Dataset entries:
= Beginning of Section =

PR #56, opened 2023-07-13
[Script] Delete From {{BlockNumber}}

bh2smith:
Recently we wanted to empty only part of the bucket (namely all files newer than a certain block number). 
This script does the thing.

### DIFF
--- a/src/post/aws.py
+++ b/src/post/aws.py
@@ -251,3 +251,20 @@ class AWSClient:
             raise ValueError(
                 f"Invalid table_name {table}, please chose from {SyncTable.supported_tables()}"
             ) from err
+
+    def delete_from(self, table: SyncTable | str, block_number: int) -> None:
+        """Deletes all files above and including `block_numer`"""
+        log.info(f"Deleting all files in {table} from {block_number}")
+        try:
+            table_files = self.existing_files().get(table)
+            filtered_files = [
+                fd for fd in table_files if fd.block is None or fd.block >= block_number
+            ]
+            log.info(f"Found {len(filtered_files)} files to be removed.")
+            for file_data in filtered_files:
+                log.info(f"Deleting file {file_data.object_key}")
+                self.delete_file(file_data.object_key)
+        except KeyError as err:
+            raise ValueError(
+                f"Invalid table_name {table}, please chose from {SyncTable.supported_tables()}"
+            ) from err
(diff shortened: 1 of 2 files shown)


src/fetch/ipfs.py
```diff
@@ -129,18 +129,18 @@ async def fetch_many(  # pylint: disable=too-many-locals
                     max_retries, previous_attempts, session, first_seen_block
                 )
```
MartinquaXD, line 130: I thought the plan was to first look in the backend?

MartinquaXD (approved):
Not super familiar with the code or even python but the PR looks reasonable. 👌

src/fetch/ipfs.py
bh2smith: I just switched around trying to fetch backend with trying to fetch old schema, then realized it didn't even help.

src/post/aws.py
```diff
@@ -251,3 +251,20 @@ def delete_all(self, table: SyncTable | str) -> None:
             raise ValueError(
                 f"Invalid table_name {table}, please chose from {SyncTable.supported_tables()}"
             ) from err
+
+    def delete_from(self, table: SyncTable | str, block_number: int) -> None:
+        """Deletes all files above `block_numer`"""
```
gentrexha, line 256: Nit:
```suggestion
        """Deletes all files above and including `block_numer`"""
```

tests/unit/test_ipfs.py
```diff
@@ -87,6 +87,14 @@ def test_get_content(self):
...
         )
 
+    def test_get_new_content(self):
+        x = "0x22e58ea20cbe7269450637ffc0f40fee7bca0d66fc6bf63666bae4ba08c99688"
+        y = "0x93fc55a145fafb4e65a55f92ea416b55be4b4720c2a2c5c0071b67800c6235b2"
+        z = "0xe0e1f18b98680421df973d2d92d0f1603d35dcad58890f2f9de6ac914bcd54ae"
+        for element in [x, y, z]:
+            content = Cid.fetch_from_backend(element, 1, 10)
+            print(content)
+
```
gentrexha, line 97: Can you please elaborate how this is relevant to the PR?

gentrexha (approved):
Left some discussion comments. LGTM.

tests/unit/test_ipfs.py
bh2smith: It isn't, I was testing something else in the same place (when I realized that I needed this new script). Will clean up before merge. The only thing we need here is the delete_from script.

= End of Section =

ASSIGNMENT: Lines holding the word "Deleting" should be copied from the entries above.

TASK RESULT:
+        log.info(f"Deleting all files in {table} from {block_number}")
+                log.info(f"Deleting file {file_data.object_key}")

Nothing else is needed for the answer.